I am a Senior AWS Data Engineer with expertise in Big Data, NoSQL, databases, programming, cloud services, and tools. I have led successful projects in data engineering and machine learning.
As part of data practice, responsible for assessing applications and identify data lineage and requirements to defining the strategy, architecture, implementation plan, and delivery of data centric applications to establish the long - term strategy and short-term scope for a multi-phased Big data applications and cloud data warehouses.
Led the migration of the vehicle manufacturing planning process ETL logic from Glue to EMR with resulting in an annual cost saving of $400,000 and an increase in integration performance by 33%.
Maintained a 95% uptime while ingesting streaming and transactional data across 30 different data sources using PySpark S3 processing billions of raws daily.
Design and develop serverless analytics pipeline on AWS platform using AWS Lambda S3, AWS Glue, PySpark, DynamoDB, Athena.

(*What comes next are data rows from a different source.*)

PR #285, opened 2022-09-05
RFC: MDX components in layout component

kylebutts:


wassfila:
in the example, there is a glob for all of the content, '../content/*.mdx'. It is rare that markdown has one .astro file per .md file, so simply shifting the components from where its used to the layout, might not improve visibility.
Also, the layout, is no special component, but any component can have slots. The interesting concept here is how to create a context for child slot component without having to pass them in each step, and that could be solved in a generic way not just for a specific component variable.

kizu:
Want to +1 here, and also mention another flawed alternative: it is possible to bulk export the whole `components` object with all the component associations, making it a single line you'd need to use in your .mdx:

```js
export { components } from '../components/index.js';
```

This works for regular components, _but_, playing with the code a bit (just starting with astro, so might be mistaken) there seems to be no way to create an index file like this and export multiple astro components into it? So this method would work only for non-astro components, and the main issue with this is that it won't then be possible to use client directives for those components.

Having an easy way to export a list of mdx components from a layout component would be a very welcomed feature!

kylebutts:
Thanks @natemoo-re; I think Content Collections works wonderfully!

PR #293, opened 2022-09-10
RFC: change injectScript's "page-ssr" stage behavior

yassinedoghri:
- Start Date: 2022-09-10
- Status: Draft

## Summary

[integration API] The injected script during the `page-ssr` stage should be run
on every page and behave exactly as the frontmatter code in astro pages.

This would allow for more powerful integrations and use cases + make the integration API easier to work with. 

## Links

- [Full Rendered Proposal](https://github.com/yassinedoghri/astro-rfcs/blob/main/proposals/0025-change-inject-script-page-ssr-behavior.md)
- [Github Discussion](https://github.com/withastro/rfcs/discussions/297)
- [(old) Discord discussion](https://discord.com/channels/830184174198718474/987756543946682398)

### DIFF
--- a/proposals/0025-change-inject-script-page-ssr-behavior.md
+++ b/proposals/0025-change-inject-script-page-ssr-behavior.md
@@ -1,0 +1,115 @@
+- Start Date: 2022-09-10
+- Reference Issues: https://github.com/withastro/astro/issues/3601,
+  https://github.com/withastro/docs/issues/806
+- Implementation PR: <!-- leave empty -->
+
+# Summary
+
+[integration API] The injected script during the `page-ssr` stage should be run
+on every page and behave exactly as the frontmatter code in astro pages.
+
+# Motivation
+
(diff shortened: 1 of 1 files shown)


natemoo-re:
Hey @yassinedoghri, thanks for the proposal! Apologies that we haven't given this any direct feedback yet.

After chatting with the team, we understand that the current `page-ssr` hooks are limited for your particular use case. However, we have fundamental reservations about exposing the ability for integrations to inject invisible code in the same scope as user code.

For those reasons, we're going to close this particular proposal. That being said, we'd love to work with you to expose the correct hooks to unblock your use case! If you'd like to open a new [Stage 1 Proposal](https://github.com/withastro/roadmap/discussions/new/choose) outlining your goals rather than a specific API, we'd love to continue this conversation there.

yassinedoghri:
I understand, thanks for taking the time to check the RFC!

Developed realtime Ingestion pipelines for connected vehicles data using Confluent Kafka, S3 Sink connectors, Glue and AWS Lambda.
Training BMW internal team on Glue and EMR PySpark reusable blueprints for analytics and machine learning data pipelines.
Designed and built a machine learning model to assist with de-duplicating engineering data pipelines reducing the ingest cost by more than half.
Developed data pipelines for new vehicle electric battery data performance with EMR blueprints, PySpark and SageMaker.
Led a team of 10 Data Scientists as the New Initiatives Lead within ABSA Rest of Africa(R.O.A) Analytics team.
Developed the Customer's Next Best Product recommendation machine learning model using the Apriori algorithm running in a docker container.
Developed Geo analytics on customer and channel's geoinformation to aid in supporting a reduction in the bank's footprint strategy with more informed analytics using Kepler(Uber open-source) for visualisation.